START Raw data

PR #13349, opened 2026-08-03
[v0.23.0][Misc] Add AscendStore PP save diagnostics

Pz1116:

Adds targeted AscendStore diagnostics for a GLM-5.1 `memcache + use_layerwise=false + PP4` issue where PP ranks 2 and 3 pass zero sizes to `batch_put_from_layers`.

The diagnostics:
- log global/local/TP/PP/PCP/DCP rank mapping once per worker
- log a compact KV cache registration summary once per worker
- consolidate non-layerwise puts into one log per request and cache group, including size counts, min/max size, invalid-key count, and at most three key-level samples

This is a diagnostic-only draft and does not change KV save behavior.

No functional change. It adds temporary warning-level diagnostics.

- Relevant pre-commit hooks passed, including ruff, formatting, codespell, and repository policy checks.
- Python syntax compilation passed for the changed modules.
- The targeted AscendStore unit test could not run in the local macOS environment because the workspace vLLM checkout is a dev/incompatible revision and Ascend runtime extensions are unavailable. NPU validation is required.
- vLLM version: v0.23.0

### DIFF
--- a/vllm_ascend/distributed/kv_transfer/kv_pool/ascend_store/config_data.py
+++ b/vllm_ascend/distributed/kv_transfer/kv_pool/ascend_store/config_data.py
@@ -371,51 +371,12 @@ class ChunkedTokenDatabase:
         if block_id is None:
             block_idx = start // group_block_size
             if block_idx >= len(block_ids):
-                group_metadata = self.metadata[kv_cache_group_id]
-                logger.warning(
-                    "KVSIZE_BLOCK_ID_MISSING pp=%d group=%d cache_role=%s "
-                    "start=%d end=%d group_block_size=%d block_idx=%d block_ids=%s",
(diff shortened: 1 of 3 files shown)


LCAIZJ:
1. Does this issue only occur with Memcache, and not with Mooncake?
2. Should this diagnostic be kept long-term, or is it only for temporary troubleshooting?

Pz1116:
> 1. Does this issue only occur with Memcache, and not with Mooncake?
> 2. Should this diagnostic be kept long-term, or is it only for temporary troubleshooting?

Currently this is just only for temporary troubleshooting, but for long-term, some logs of similar manner should be added in my opinon. When the loggers are finalized, I will make this PR ready for review (and maybe just for later branches not 23.0)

END Raw data

▶ _Task item_: Each record above, in full: retype it verbatim.

▶ _Reply to the exercise_:
PR #13349, opened 2026-08-03
[v0.23.0][Misc] Add AscendStore PP save diagnostics

Pz1116:

Adds targeted AscendStore diagnostics for a GLM-5.1 `memcache + use_layerwise=false + PP4` issue where PP ranks 2 and 3 pass zero sizes to `batch_put_from_layers`.

The diagnostics:
- log global/local/TP/PP/PCP/DCP rank mapping once per worker
- log a compact KV cache registration summary once per worker
- consolidate non-layerwise puts into one log per request and cache group, including size counts, min/max size, invalid-key count, and at most three key-level samples

This is a diagnostic-only draft and does not change KV save behavior.

No functional change. It adds temporary warning-level diagnostics.

- Relevant pre-commit hooks passed, including ruff, formatting, codespell, and repository policy checks.
- Python syntax compilation passed for the changed modules.
- The targeted AscendStore unit test could not run in the local macOS environment because the workspace vLLM checkout is a dev/incompatible revision and Ascend runtime extensions are unavailable. NPU validation is required.
- vLLM version: v0.23.0

### DIFF
--- a/vllm_ascend/distributed/kv_transfer/kv_pool/ascend_store/config_data.py
+++ b/vllm_ascend/distributed/kv_transfer/kv_pool/ascend_store/config_data.py
@@ -371,51 +371,12 @@ class ChunkedTokenDatabase:
         if block_id is None:
             block_idx = start // group_block_size
             if block_idx >= len(block_ids):
-                group_metadata = self.metadata[kv_cache_group_id]
-                logger.warning(
-                    "KVSIZE_BLOCK_ID_MISSING pp=%d group=%d cache_role=%s "
-                    "start=%d end=%d group_block_size=%d block_idx=%d block_ids=%s",
(diff shortened: 1 of 3 files shown)


LCAIZJ:
1. Does this issue only occur with Memcache, and not with Mooncake?
2. Should this diagnostic be kept long-term, or is it only for temporary troubleshooting?

Pz1116:
> 1. Does this issue only occur with Memcache, and not with Mooncake?
> 2. Should this diagnostic be kept long-term, or is it only for temporary troubleshooting?

Currently this is just only for temporary troubleshooting, but for long-term, some logs of similar manner should be added in my opinon. When the loggers are finalized, I will make this PR ready for review (and maybe just for later branches not 23.0)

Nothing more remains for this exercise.